Assignments From Google's Deep Learning Class6th April 2016
A quick note for anyone interested in deep learning - I've been working through Google's deep learning class on Udacity and posted (most of) the assignments on my IPython Github repo. There are links in the README to rendered versions of the notebooks. I said I posted "most of" the assignments because I haven't finished the last one yet, and it may be a while before I circle back to it. It turns out that implementing recurrent nets and sequence-to-sequence models from scratch using low level primitives, with no prior experience or theoretical foundation, is pretty fucking hard =) I fully intend to work on it, I just need to spend a lot more time studying and playing around with the code.
I'm planning to do a future blog post where I'll go more in depth on this class, and deep learning in general, but for now I'll just offer a few initial impressions of the class in case anyone else is planning to give it a try.
The video content, while informative, is very light on substance. After doing a number of MOOCs on Coursera, I was a bit disappointed by the lack of depth in Udacity's course format. I get that a lot of the Coursera content is developed by universities and adapted from real semester-long courses, and by contrast, many Udacity courses (such as Google's course) are developed by companies with a somewhat limited investment in the curriculum. But there's a pretty stark difference between the depth of a class like Andrew Ng's machine learning class and this one.

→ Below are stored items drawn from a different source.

PR #66, opened 2017-01-03
PLT-5050 New API to update channel member roles.

grundleborg:
New API endpoint to allow the update of ChannelMember roles. This will enable people to be promoted/demoted to Channel Admin role in the WebApp as per https://mattermost.atlassian.net/browse/PLT-5050

### DIFF
--- a/source/channels.yaml
+++ b/source/channels.yaml
@@ -410,6 +410,44 @@
               additionalProperties:
                 $ref: "#/definitions/ChannelMember"
 
+  '/teams/{team_id}/channels/{channel_id}/update_member_roles':
+      post:
+        tags:
+          - channels
+        summary: Update the roles of a channel member
+        description: Update the roles of the provided user in the specified channel.
+        parameters:
+          - name: team_id
+            in: path
+            description: Team ID for the corresponding channel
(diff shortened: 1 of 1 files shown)


source/channels.yaml
```diff
@@ -410,6 +410,44 @@
               additionalProperties:
                 $ref: "#/definitions/ChannelMember"
 
+  '/teams/{team_id}/channels/{channel_id}/update_member_roles':
```
jwilander: To get a channel member, the current API is `/teams/{team_id}/channels/{channel_id}/members/{user_id}` so maybe go with `/teams/{team_id}/channels/{channel_id}/members/{user_id}/update_roles`? Also matches `/users/{user_id}/update_roles` as well

grundleborg: I went for consistency with /teams/{team_id}/update_member_roles instead, but happy to change to be consistent with those other ones instead if you prefer?

jwilander: Hmmm, ok yeah let's be consistent with the `/teams/{team_id}/update_member_roles` since that's the closest endpoint to this one

PR #81, opened 2017-02-02
Document DELETE /users/{user_id} endpoint for APIv4

ruzette:


source/v4/users.yaml
```diff
@@ -122,4 +122,29 @@
...
         '401':
           $ref: '#/responses/Unauthorized'
+    delete:
+      tags:
+        - users
+      summary: Deactivate a user account.
+      description: |
+        Deactivates the user by archiving its user object.
+        ##### Permissions
+        Must be logged in as the user being updated or have the `edit_other_users` permission.
```
jwilander: Really minor but can you change
```
Must be logged in as the user being updated
```
to
```
Must be logged in as the user being deactivated
```

source/v4/users.yaml
```diff
@@ -122,4 +122,29 @@
...
+          type: string
+      responses:
+        '200':
+          description: User deactivation successful
+          schema:
+            $ref: '#/definitions/StatusOK'
+        '400':
+          $ref: '#/responses/BadRequest'
+        '401':
+          $ref: '#/responses/Unauthorized'
```
jwilander: Can you also add
```
'403':
      $ref: '#/responses/Forbidden'
```
since I think that is a possible error code for this endpoint?

ruzette: Updated! I didn't notice that I had put a forbidden request on the unit test. Thanks for catching that!

jwilander:
Thanks for the updates!

PR #87, opened 2017-02-05
Document GET /users/username/{username} endpoint for APIv4

ruzette:


source/v4/users.yaml
```diff
@@ -233,3 +233,29 @@
...
+        - users
+      summary: Get a user by username
+      description: |
+        Get a user object by providing a username. Sensitive information will be sanitized out.
+        ##### Permissions
+        Requires an active session but no other permissions.
+      parameters:
+        - name: username
+          in: path
+          description: User Name
```
jwilander: Like in the other PR, can we make this `Username`? :)

PR #89, opened 2017-02-10
Document some post endpoints for APIv4

jwilander:


source/v4/posts.yaml
```diff
@@ -0,0 +1,136 @@
...
+      tags:
+        - posts
+      summary: Create a post
+      description: |
+        Create a new post in a channel. To create the post as a comment on another post, provide `root_id`.
+        ##### Permissions
+        Must have `create_post` permission for the channel the post is being created in.
+      parameters:
+        - in: body
+          name: body
```
enahum: is the name of the parameter body? shouldn't be the object as the whole body?

jwilander: Whoops, yeah that should be `post`

PR #98, opened 2017-02-17
Document user session endpoints for APIv4

ruzette:


source/v4/users.yaml
```diff
@@ -485,3 +485,70 @@
           $ref: '#/responses/Unauthorized'
         '404':
           $ref: '#/responses/NotFound'
+
+  /users/{user_id}/sessions:
+    get:
+      tags:
+        - users
+      summary: Get a list of sessions by User GUID.
```
jwilander: Can we simplify the summary to just be `Get a user's sessions`? It'll be showing up in a sidebar so it's better if we can keep the summaries short :)

source/v4/users.yaml
```diff
@@ -485,3 +485,70 @@
...
+        '401':
+          $ref: '#/responses/Unauthorized'
+        '403':
+          $ref: '#/responses/Forbidden'
+ 
+  /users/{user_id}/sessions/revoke:
+    post:
+      tags:
+        - users
+      summary: Get a list of sessions by User GUID.
```
jwilander: I think this should be `Revoke a session` right?

source/v4/users.yaml
```diff
@@ -485,3 +485,70 @@
...
+      description: |
+        Get a list of sessions by providing the user GUID. Sensitive information will be sanitized out.
```
jwilander: I think you forgot to update this too

source/v4/users.yaml
```diff
@@ -485,3 +485,70 @@
...
+            type: object
+            required:
+              - session_id
+            properties:
+              session_id:
+                description: The session GUID to be revoked.
+                type: string
+      responses:
+        '200':
+          description: User session retrieval successful
```
jwilander: Here as well

ruzette:
Oops. apologies about that. I thought I pushed that commit prior to the PR. @jwilander ready for review!

PR #104, opened 2017-02-20
Added docs for delete and search posts for apiv4

ruzette:


source/v4/posts.yaml
```diff
@@ -70,6 +70,31 @@
           $ref: '#/responses/Unauthorized'
         '403':
           $ref: '#/responses/Forbidden'
+    delete:
+      tags:
+        - posts
+      summary: Deletes a post
```
jwilander: Minor but can we make this `Delete a post`?

source/v4/posts.yaml
```diff
@@ -70,6 +70,31 @@
...
+      description: |
+        Deletes a single post.
+        ##### Permissions
+        Must be logged in as the user or have `manage_system` permission.
```
jwilander: I think it's actually "logged in as the user who created the post or have the `delete_others_posts` permission." right?

source/v4/posts.yaml
```diff
@@ -70,6 +70,31 @@
...
+      parameters:
+        - name: post_id
+          in: path
+          description: ID of the post to get
```
jwilander: Should be "ID of the post to delete"

source/v4/posts.yaml
```diff
@@ -70,6 +70,31 @@
           $ref: '#/responses/Unauthorized'
         '403':
           $ref: '#/responses/Forbidden'
+    delete:
+      tags:
+        - posts
+      summary: Deletes a post
+      description: |
+        Deletes a single post.
```
jwilander: Can you update this to be "Soft deletes a post, by marking the post as deleted in the database. Soft deleted posts will not be returned in post queries."? Later we'll add endpoints for permanently deleting posts

jwilander:
@ruzette can you give this a rebase when you get a chance?

ruzette:
@jwilander rebased and updated the descriptions per feedback. Ready for re-review. :)

PR #108, opened 2017-02-23
add reference doc for Check if team exists endpoint for APIv4

cpanato:
API PR: https://github.com/mattermost/platform/pull/5517

### DIFF
--- a/source/v4/teams.yaml
+++ b/source/v4/teams.yaml
@@ -98,6 +98,31 @@
         '404':
           $ref: '#/responses/NotFound'
 
+  '/teams/name/{name}/exists':
+    get:
+      tags:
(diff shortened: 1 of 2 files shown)


source/v4/teams.yaml
```diff
@@ -98,6 +98,31 @@
         '404':
           $ref: '#/responses/NotFound'
 
+  '/teams/name/{name}/exists':
+    get:
+      tags:
+        - teams
+      summary: Check if Team exists
```
jwilander: Can we drop the capitalization on `Team` so it's `Check if team exists`?

cpanato: done

PR #111, opened 2017-02-24
Put user mfa api4

andreistanciu24:
docs for "PUT /users/{user_id}/mfa"

### DIFF
--- a/source/v4/users.yaml
+++ b/source/v4/users.yaml
@@ -552,3 +552,47 @@
           $ref: '#/responses/Unauthorized'
         '403':
           $ref: '#/responses/Forbidden'
+
+/users/{user_id}/mfa:
+    put:
+      tags:
+        - users
+      summary: Update a user's mfa
+      description: |
+        Activates multi-factor authenticates for the current user if activate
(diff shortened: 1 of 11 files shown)


source/v4/users.yaml
```diff
@@ -581,3 +581,48 @@
...
         '403':
           $ref: '#/responses/Forbidden'
+
+  /users/{user_id}/mfa:
+    put:
+      tags:
+        - users
+      summary: Update a user's mfa
+      description: |
+        Activates multi-factor authenticates for the current user if activate
```
jwilander: Can this go from `Activates multi-factor authenticates for the current user` to `Activates multi-factor authentication for the user`?

source/v4/users.yaml
```diff
@@ -581,3 +581,48 @@
...
+            properties:
+              activate:
+                description: Activation status
+                type: string
+              token:
+                description: Validation token
+                type: string
+      responses:
+        '200':
+          description: User mfa update successful
```
jwilander: Can we update this to `User MFA update successful`?

andreistanciu24:
done

PR #115, opened 2017-02-27
Get unread totals for all the teams a user is on.

andreistanciu24:
GET /users/{user_id}/teams/unread

### DIFF
--- a/source/v4/teams.yaml
+++ b/source/v4/teams.yaml
@@ -335,7 +335,7 @@
     get:
       tags:
         - teams
-      summary: Get the count for unread messages and mentions in the teams the user is a member of
+      summary: Get team unreads for a user
       description: |
         Get the count for unread messages and mentions in the teams the user is a member of.
         ##### Permissions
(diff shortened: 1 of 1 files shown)


source/v4/teams.yaml
```diff
@@ -271,3 +271,37 @@
           $ref: '#/responses/Forbidden'
         '404':
           $ref: '#/responses/NotFound'
+
+  /users/{user_id}/teams/unread
+    get:
+      tags:
+        - teams
+      summary: Get the count for unread messages and mentions in the teams the user is a member of
```
jwilander: Can we shorten this to `Get team unreads for a user`? It's better to keep the summaries short since they'll appear in a sidebar

source/v4/teams.yaml
```diff
@@ -271,3 +271,37 @@
...
+          required: true
+          type: string
+        - name: exclude_team
+          in: query
+          description: Optional team id to be excluded from the results
+          required: true
+          type: string
+      responses:
+        '200':
+          description: Teams found
```
jwilander: Can we change this to `Team unreads retrieval successful`?

andreistanciu24:
done

PR #116, opened 2017-02-27
ApiV4: GET /teams

andreistanciu24:


source/v4/teams.yaml
```diff
@@ -40,6 +40,36 @@
         '403':
           $ref: '#/responses/Forbidden'
 
+    '/teams':
+    get:
+      tags:
+        - teams
+      summary: Get a list of all teams.
```
jwilander: Can you change this to `Get teams`?

source/v4/teams.yaml
```diff
@@ -40,6 +40,36 @@
...
+      description: |
+        Logged in, only shows open teams. Shows all teams with "manage_system" permission. The result is based on query string parameters - page and per_page.
```
jwilander: Can you change this to `For regular users only returns open teams. Users with the "manage_system" permission will return teams regardless of type. The result is based on query string parameters - page and per_page.`

source/v4/teams.yaml
```diff
@@ -40,6 +40,36 @@
...
+        - name: per_page
+          in: query
+          description: The number of teams per page.
+          default: "60"
+          type: string
+      responses:
+        '200':
+          description: Team list retrieval successful
+          schema:
+            $ref: '#/definitions/Team'
```
jwilander: This needs to be an array, see other endpoints for examples

andreistanciu24:
done.

PR #126, opened 2017-03-03
ApiV4: POST /channels/{channel_id}/members/ids

andreistanciu24:


source/v4/channels.yaml
```diff
@@ -199,6 +199,42 @@
...
+        '200':
+          description: Channel member list retrieval successful
+          schema:
+            type: array
+            items:
+              $ref: '#/definitions/ChannelMember'
+        '400':
+          $ref: '#/responses/BadRequest'
+        '401':
+          $ref: '#/responses/Unauthorized'
```
jwilander: Can you add for the forbidden status code?

andreistanciu24: done.

PR #951, opened 2019-02-05
Avoid underscore replacement empty prefixes.

mackaiver:
The underscore replacment would match every string when the prefix was empty.

### DIFF
--- a/ctapipe/io/hdf5tableio.py
+++ b/ctapipe/io/hdf5tableio.py
@@ -151,7 +151,7 @@ class HDF5TableWriter(TableWriter):
                     continue
 
                 if isinstance(value, Quantity):
-                    if self.add_prefix:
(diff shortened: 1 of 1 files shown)


ctapipe/io/hdf5tableio.py
```diff
@@ -151,7 +151,7 @@ class Schema(tables.IsDescription):
                     continue
 
                 if isinstance(value, Quantity):
-                    if self.add_prefix:
+                    if self.add_prefix and container.prefix:
                         key = col_name.replace(container.prefix + '_', '')
```
MaxNoe: I think what we really want to do here (and there might be other places where this is needed) is:

```python
import re

key = re.sub(f'^{prefix}_', '', col_name)
```

This makes sure, `prefix_` is only removed at the beginning of the column name.

Issue #952, opened 2019-02-05
Issue with installation of ctapipe


chaimain:
https://github.com/cta-observatory/ctapipe/blob/37f70ce678a43fc1ccc956572a25e5892e73a4a9/setup.py#L63

While installing ctapipe a check was conducted on the version of pyhessio even though the new pyeventio is used now, as per the FAQ.
I tried to install the latest version of pyhessio separately as per the instructions, given in https://cta-observatory.github.io/pyhessio/getting_started/index.html and that caused an error while doing the pytest - 
> _pytest.config.ConftestImportFailure: (local('local_address/ctapipe/conftest.py'), (<class 'ValueError'>, ValueError('numpy.ufunc size changed, may indicate binary incompatibility. Expected 216 from C header, got 192 from PyObject',), <traceback object at 0x7fec64c0ab48>)

I then removed the pyhessio package and edited the setup.py file of ctapipe to comment out the check for pyhessio, but I still receive this error which I am unable to discern why.
I have python 3.6.8 currently.

thomasgas:
Sorry for being late in replying to you.
> [ctapipe/setup.py](https://github.com/cta-observatory/ctapipe/blob/37f70ce678a43fc1ccc956572a25e5892e73a4a9/setup.py#L63)
> 
> Line 63 in [37f70ce](/cta-observatory/ctapipe/commit/37f70ce678a43fc1ccc956572a25e5892e73a4a9)
>  'pyhessio>=2.1', 
> 
> While installing ctapipe a check was conducted on the version of pyhessio even though the new pyeventio is used now, as per the FAQ.

I think this comes from some unit test used to make sure that the pyhessio and pyeventio gives the same output: in order to do this you still need to install pyhessio.

> I tried to install the latest version of pyhessio separately as per the instructions, given in https://cta-observatory.github.io/pyhessio/getting_started/index.html and that caused an error while doing the pytest -
> 
> > _pytest.config.ConftestImportFailure: (local('local_address/ctapipe/conftest.py'), (<class 'ValueError'>, ValueError('numpy.ufunc size changed, may indicate binary incompatibility. Expected 216 from C header, got 192 from PyObject',), <traceback object at 0x7fec64c0ab48>)
> 
> I then removed the pyhessio package and edited the setup.py file of ctapipe to comment out the check for pyhessio, but I still receive this error which I am unable to discern why.
> I have python 3.6.8 currently.

[...]

PR #957, opened 2019-02-08
make pyhessio not necessary for normal users

dneise:
pyhessio is nowadays only needed to verify pyeventio works correctly. So some users might not even want to install it...


dneise:
Any opinions here from non pyeventio developers?

thomasgas:
> Any opinions here from non pyeventio developers?

So pyhessio would be installed only if one develops something and have to run tests which will then will require to download pyhessio, right?
If so, I'm ok for dropping the installation of pyhessio.

dneise:
Not exactly.

The tests can still be run also without having pyhessio installed. Just the 4 tests which explicitely need pyhessio will automatically be skipped for people (users or developers who do not develop something which needs pyhessio) who do not have pyhessio installed.

This automatic skip of tests is done using pytest.importorskip().

So any user can still: 
 - install ctapipe and
 - perform the tests using pytest.

They just do not need to have pyhessio installed and also do not need to alter their stack size in order to make pyhessio work.

dneise:
Thus PR might have helped in cases like #952

thomasgas:
Ok now I understood the skip in pytest. So i definitely agree!

dneise:
On travis we do still install pyhessio in order to stay sure that pyeventio and pygessio deliver the exact same results for selected simtel files.

These tests are needed to gain trust into pyeventio, but strictly speaking they should not be part of ctapipe, but of pyeventio.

As a direct consequence of this, don't expect to learn everything you need to complete the assignments from watching the videos. You really need to be willing to go out and read research papers on relevant topics to meaningfully progress on the labs. If that's not your thing then you can just watch the videos and skip the assignments but all of the "meat" of the class is in the notebook code posted with the labs. You're expected to be reasonably comfortable building fairly complex computation graphs in Tensorflow (or at least comfortable enough to learn as you go). The course itself doesn't teach you any of this so you'll have to seek that knowledge out yourself.
If you can get past those hurdles, there's quite a lot of value in the code that Google provides with the labs. I found it to be fairly complex and hard to follow at times, but if you're willing to invest the time there's a lot to learn. It's amazing how much effort can go into just pre-processing, formatting, and batching data to get it ready for input to a neural net, and there are some great of tips and tricks to learn from the code. Likewise, the example code in Tensorflow is very helpful and sets a good foundation to build on with the labs.
Overall I enjoyed the class but wouldn't recommend it as a first step into deep learning. It seems much better suited for individuals with prior conceptual knowledge of the subjects that are looking to develop hands-on experience. If you're totally unfamilar with deep learning and just looking to get started, I'd recommend some of the free online books linked in Awesome Deep Learning as a starting point.